Comment se présente la dernière édition du Vendée Globe ?
"C’est un "Un autre monde" pour reprendre le titre du chapitre qui lui est consacré : la course change dans son esprit et dans sa forme, elle devient une régate de bout en bout. Débarquent les Figaristes issus du centre d’entraînement de Port La Forêt et, avec eux, un nouvel état d’esprit. Le Vendée Globe évolue et devient une étape dans la carrière de ces marins comme Michel Desjoyeaux l’a montré en remportant ensuite la Route du Rhum et la Transat Anglaise. Avant, c’était le projet d’une vie de marin après laquelle on se retirait de la course au large professionnelle..."
Vous êtes-vous intéressés aux péripéties judiciaires de la course ?
"Forcément... Pour la première fois, nous racontons le cheminement infernal qui envoie Philippe Jeantot aux portes de la prison. On évoque aussi des amitiés politiques de tous bords de Philippe Jeantot avec Villiers d’une part et avec Jean-Paul Huchon d’autre part qui était le directeur général du Crédit Agricole de fin 1984 à 1986. C’est aussi en 1986 que ses ennuis commencent avec un premier redressement fiscal. Mais il passera au travers à chaque fois, jusqu’à la chute finale..."
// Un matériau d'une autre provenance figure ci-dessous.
PR #4060, opened 2021-04-22
Remove const qualifier on ImTextureID

drglove:
When defining `ImTextureID` to a type such as `Texture*` using the suggested `#define ImTextureID Texture*`, the const-qualifier here stops us from using the texture ID and failing compilation with the below error. Effectively, `const Texture*` is not valid to be pushed as a texture ID anymore. I don't see any other such usages of `ImTextureID` so I just removed the const-qualifier entirely here.

```
2>imgui\imgui_draw.cpp(3756,40): error C2664: 'void ImDrawList::PushTextureID(Texture *)': cannot convert argument 1 from 'const Texture *' to 'Texture *'
2>imgui\imgui_draw.cpp(3756,34): message : Conversion loses qualifiers
```

### DIFF
--- a/imgui_draw.cpp
+++ b/imgui_draw.cpp
@@ -3770,7 +3770,7 @@ void ImGui::RenderMouseCursor(ImDrawList* draw_list, ImVec2 pos, float scale, Im
     if (font_atlas->GetMouseCursorTexData(mouse_cursor, &offset, &size, &uv[0], &uv[2]))
     {
         pos -= offset;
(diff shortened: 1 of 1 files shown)


drglove:
Note: if you wanted to use a const-qualified type here, e.g. `const Texture*`, this also fixes the compilation warning about a second redundant const-qualifier. I cannot remember the MSVC warning number thrown in this case.

ocornut:
Thank you for the fix! We will add an element to the CI system to test ImTexture as `void*` to catch those in the future.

100 interviews, 6 mois d’enquête. Pour rédiger cette enquête, Pierre-Yves Lautrou et Christophe Agnus ont rencontré ou discuté avec pas moins de 100 personnes. Et bien sûr, les plus difficiles à rencontrer furent... Philippe Jeantot et Philippe de Villiers ! C’est seulement le 10 juin que les deux journalistes pourront interviewer l’inventeur du Vendée Globe. Jeantot les appelle lui-même alors qu’il sort de sa seconde garde à vue. De Villiers de son côté les repousse pendant trois mois. Mais les deux hommes sont tenaces et ne lâchent pas prise. Ils vont plusieurs fois en Vendée pour obtenir un rendez-vous. C’est finalement à la brasserie de l’école militaire à Paris que l’entretien à lieu, le 6 juillet 2004. Enfin. Le livre est donc complet avec les points de vue de ces deux principaux protagonistes du Roman du Vendée Globe. Six mois d’enquête et trois mois d’écriture en tandem pour une sortie chez Grasset le 12 octobre 2004.
Deux journalistes express. Pierre-Yves Lautrou, 33 ans, est journaliste à l’Express. Co-propriétaire d’un Open 750 et propriétaire d’un Pogo 2, il a aussi participé à la Transat 650 en 2001 sur un Pogo première génération. Opéré du genoux cette année, il en a profité pour se lancer dans cette grande enquête avec son co-auteur de "Skippers de l’Impossible", un livre grand public publié avant le salon nautique 2003. Christophe Agnus, 41 ans, est un ancien journaliste à l’Express et à Voiles et Voiliers. Il est aussi l’ancien directeur de publication du magazine Transfert et du site internet associé.